PR #4986, opened 2025-06-06
fix: Fix warmup phase batch size out of range.

hyukn:
This is due to the number of autotuning warmup requests exceeding the limit of max_batch_size. This PR will limit the batch size according to multiple size constraints.


QiJune (approved):
LGTM

PR #5382, opened 2025-06-20
[feat]: Detokenize option in /v1/completions request

Wokzy:
# Detokenize option in sampling params for trtllm-serve

## Description

Now, when making request, users can specify boolean option "detokenize", for instance:
`curl http://localhost:54321/v1/completions -H "Content-Type: application/json" -d '{"model":"DeepSeek-V3-0324", "prompt":"hello", "max_tokens":64, "detokenize":false}'`

and output will be smth like:
```
{"id":"cmpl-2027c15c7d544095908a27be101c61a2","object":"text_completion","created":1750405539,"model":"DeepSeek-V3-0324","choices":[{"index":0,"text":"","token_ids":[14, 342, 4571, 5958, 304, 5085, 270, 2502, 78157, 295, 65980, 14, 342, 1153, 396, 65980, 769, 270, 5304, 304, 5085, 295, 223, 20, 70, 14, 342, 2090, 1664, 1153, 1192, 304, 2859, 436, 377, 14, 305, 342, 4571, 3638, 260, 3375, 1014, 4985, 436, 16, 588, 5524, 1694, 678, 14, 8033, 1240, 23166, 2893, 43, 611, 260, 3295, 418, 270, 18395],"logprobs":null,"context_logits":null,"finish_reason":"length","stop_reason":null,"disaggregated_params":null}],"usage":{"prompt_tokens":2,"total_tokens":64,"completion_tokens":62},"prompt_token_ids":[[0,33310]]}
```

This option works fine with `stream: true`


Wokzy:
I could make additional field in `CompletionResponseChoice`, like `output_ids: list[int]` to put tokens there, without casting beam_output.token_ids into string

Wokzy:
@LinPoly @syuoni

syuoni (commented):
Thanks for updating this PR.

@LinPoly  Could you please take a look again? I think the current PR is changing `trtlllm-serve`'s API.

LinPoly (commented):
I think we'd better use another field to hold token_ids, leave a few suggestions for the possible change, @Wokzy feel free to comment or correct me if you have different ideas. We also need to add a test in [this file](https://github.com/NVIDIA/TensorRT-LLM/blob/main/tests/unittest/llmapi/apps/_test_openai_completions.py), with `detokenize=False`, and check if text is empty and token_ids is expected. You can just ping me if you are confused about the test.

Wokzy:
> I think we'd better use another field to hold token_ids, leave a few suggestions for the possible change, @Wokzy feel free to comment or correct me if you have different ideas. We also need to add a test in [this file](https://github.com/NVIDIA/TensorRT-LLM/blob/main/tests/unittest/llmapi/apps/_test_openai_completions.py), with `detokenize=False`, and check if text is empty and token_ids is expected. You can just ping me if you are confused about the test.

Thanks for your feedback @LinPoly! I also thought about additional field, but in case people using completions API in some languages like GO, where they need to specify certain json pattern for response, it would require them to adapt their software after these changes.

I will add a couple of tests for non-streaming and streaming with detonenize=False

LinPoly:
>  in case people using completions API in some languages like GO, where they need to specify certain json pattern for response, it would require them to adapt their software after these changes.

If we change the type of text, from string to union of string and int list, I think they also need to change the client code if they want to use detokenize feature?

Wokzy:
> If you are blocked when adding tests, don't hesitate to let us know, we can help with that.

I'm familiar with pytest, however how am I supposed to run these tests? By simply going to `tests/unittest/llmapi/apps/_test_openai_completions.py` and run `pytest .`?

Wokzy:
> If client code has to change anyway, I would prefer the additional field way.

I think you're right, I'll make a special field: `token_ids`, as you suggested

LinPoly:
> however how am I supposed to run these tests? By simply going to tests/unittest/llmapi/apps/ and running pytest _test_openai_completions.py?

Yes you can run the test in this way, to locally verify your code, we can launch CI for you in order to merge code.

LinPoly (changes requested):
Can pass the test locally with the following modifications, can you pls take a look?

Wokzy:
> Can pass the test locally with the following modifications, can you pls take a look?

Done.

LinPoly (approved):
LGTM.

Wokzy:
> @Wokzy Thanks a lot for your support! Can you help fix the code style following the guidance here? https://github.com/NVIDIA/TensorRT-LLM/blob/main/CONTRIBUTING.md#coding-style

@kaiyux Done.

PR #4973, opened 2025-06-06
fix:https://nvbugs/5324248

nv-guomingz:
main branch has ut regression with this cmd

```python
pytest tests/unittest/_torch/test_pytorch_model_engine.py::PyTorchModelEngineTestCase
```

this pr fixed cases 

FAILED tests/unittest/_torch/test_pytorch_model_engine.py::PyTorchModelEngineTestCase::**test_layerwise_nvtx_marker** - TypeError: argument of type 'NoneType' is not iterable
FAILED tests/unittest/_torch/test_pytorch_model_engine.py::PyTorchModelEngineTestCase::**test_pad_generation_requests** - TypeError: argument of type 'NoneType' is not iterable
FAILED tests/unittest/_torch/test_pytorch_model_engine.py::PyTorchModelEngineTestCase::**test_position_id_preparation** - TypeError: argument of type 'NoneType' is not iterable
FAILED tests/unittest/_torch/test_pytorch_model_engine.py::PyTorchModelEngineTestCase::**test_warmup** - TypeError: argument of type 'NoneType' is not iterable

PR #5416, opened 2025-06-24
Fix test Pytorch model engine

Tabrizian:
Looks like the test skip was not removed when this PR was merged: https://github.com/NVIDIA/TensorRT-LLM/pull/4973

### DIFF
--- a/tests/unittest/_torch/test_pytorch_model_engine.py
+++ b/tests/unittest/_torch/test_pytorch_model_engine.py
@@ -1,7 +1,6 @@
 import unittest
 from dataclasses import dataclass
 
-import pytest
 import torch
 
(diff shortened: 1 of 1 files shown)


tests/unittest/_torch/test_pytorch_model_engine.py
```diff
@@ -43,6 +42,9 @@ def __init__(self, dtype: torch.dtype):
             torch_dtype=dtype))
         self.recorded_position_ids = None
 
+    def infer_max_seq_len(self):
```
mikeiovine, line 45: Why are we making this change?

mikeiovine (approved):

= What you will do =
Could you please retype the lines from the start of the data through the line with "Now, when making", both included, and nothing else?

= Response to this task =
PR #4986, opened 2025-06-06
fix: Fix warmup phase batch size out of range.

hyukn:
This is due to the number of autotuning warmup requests exceeding the limit of max_batch_size. This PR will limit the batch size according to multiple size constraints.


QiJune (approved):
LGTM

PR #5382, opened 2025-06-20
[feat]: Detokenize option in /v1/completions request

Wokzy:
# Detokenize option in sampling params for trtllm-serve

## Description

Now, when making request, users can specify boolean option "detokenize", for instance:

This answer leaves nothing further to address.